____ Recorded information
PR #478, opened 2022-01-11
Support sklearn PCA models

### LINKED ISSUE #477: Support PCA model for sklearn codegen
https://github.com/eto-ai/rikai/blob/c5f32bb4580e81b75053a3be29621a7059dec9b6/python/rikai/spark/sql/codegen/sklearn.py#L41-L48

For sklearn PCA model, `model.predict` is not available.

See https://scikit-learn.org/stable/modules/generated/sklearn.decomposition.PCA.html

We need to invoke `model.transform`.

da-tubi:
closes #477 

## Why?
Because for sklearn models, there are two ways as far as I know to apply a model:
+ `model.predict(X)`
+ `model.transform(X)`

### DIFF
--- a/python/rikai/spark/sql/codegen/sklearn.py
+++ b/python/rikai/spark/sql/codegen/sklearn.py
@@ -38,13 +38,21 @@ def generate_udf(spec: "rikai.spark.sql.codegen.base.ModelSpec"):
     A Spark Pandas UDF.
     """
 
+    def predict(model, X):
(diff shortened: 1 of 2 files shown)


eddyxu:
We can probably change the title to "Support sk-learn models with either predict or transform" signature? This change is agnostic to a particular model in sklearn.

eddyxu (approved):

PR #485, opened 2022-01-12
rikai.sql.ml.registry.torchhub.enabled defaults to false

da-tubi:
Disable TorchHub Registry by default to avoid security issues.

Here is the error message with torchhub registry disabled:
```
>                   raise Py4JJavaError(
                        "An error occurred while calling {0}{1}{2}.\n".
                        format(target_id, ".", name), value)
E                   py4j.protocol.Py4JJavaError: An error occurred while calling o57.sql.
E                   : ai.eto.rikai.sql.model.ModelNotFoundException:
E                   TorchHub Registery is disabled by default for security concerns.
E                   Be cautious and set `rikai.sql.ml.registry.torchhub.enabled` to true
E                   only for personal usage or testing purpose.
E
E                   	at ai.eto.rikai.sql.model.torchhub.TorchHubRegistry.resolve(TorchHubRegistry.scala:31)
E                   	at ai.eto.rikai.sql.model.Registry$.resolve(Registry.scala:194)
```

### DIFF
--- a/src/main/scala/ai/eto/rikai/sql/model/torchhub/TorchHubRegistry.scala
+++ b/src/main/scala/ai/eto/rikai/sql/model/torchhub/TorchHubRegistry.scala
@@ -16,11 +16,25 @@
 
 package ai.eto.rikai.sql.model.torchhub
 
-import ai.eto.rikai.sql.model.PyImplRegistry
+import ai.eto.rikai.RikaiConf
+import ai.eto.rikai.sql.model.{Model, ModelNotFoundException, ModelSpec, PyImplRegistry}
+import org.apache.spark.sql.SparkSession
 
 /** TorchHub-based Model [[Registry]].
   */
 class TorchHubRegistry(val conf: Map[String, String]) extends PyImplRegistry {
+  override def resolve(session: SparkSession, spec: ModelSpec): Model = {
+    if (RikaiConf.TORCHHUB_REG_ENABLED) {
+      super.resolve(session, spec)
+    } else {
+      throw new ModelNotFoundException(message =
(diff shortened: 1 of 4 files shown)


src/main/scala/ai/eto/rikai/sql/model/torchhub/TorchHubRegistry.scala
```diff
@@ -16,11 +16,29 @@
...
+  ModelNotFoundException,
+  ModelSpec,
+  PyImplRegistry
+}
+import org.apache.spark.sql.SparkSession
 
 /** TorchHub-based Model [[Registry]].
   */
 class TorchHubRegistry(val conf: Map[String, String]) extends PyImplRegistry {
+  override def resolve(session: SparkSession, spec: ModelSpec): Model = {
```
changhiskhan, line 31: why not just remove torchhub impl from `DEFAULT_REGISTRIES` in Registry.scala? Isn't that the only thing you need to disable it by default?

darcy-shen: because here i am printing a friendly error message

darcy-shen: you suggested impl is not friendly，people will not be hinted on how to enable it

da-tubi:
As we will move TorchHub to rikai experimental, it is not necessary any more.

And RikaiConf.scala I'm using here is still valuable. I will create another pull request for collect other Rikai configs into RikaiConf.scala

PR #486, opened 2022-01-12
update mlflow due to breaking change between 1.20 -> 1.22 (read: wtf)

changhiskhan:


Renkai (approved):

darcy-shen:
which breaking changes？

changhiskhan:
i forgot exactly but it made show models fail because the underlying mlflow code changed from GET to POST (or vice versa)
________
__Task brief__: Looking at the data above, state how many of its lines contain the word "import", and give nothing but that number.

__Response__: 5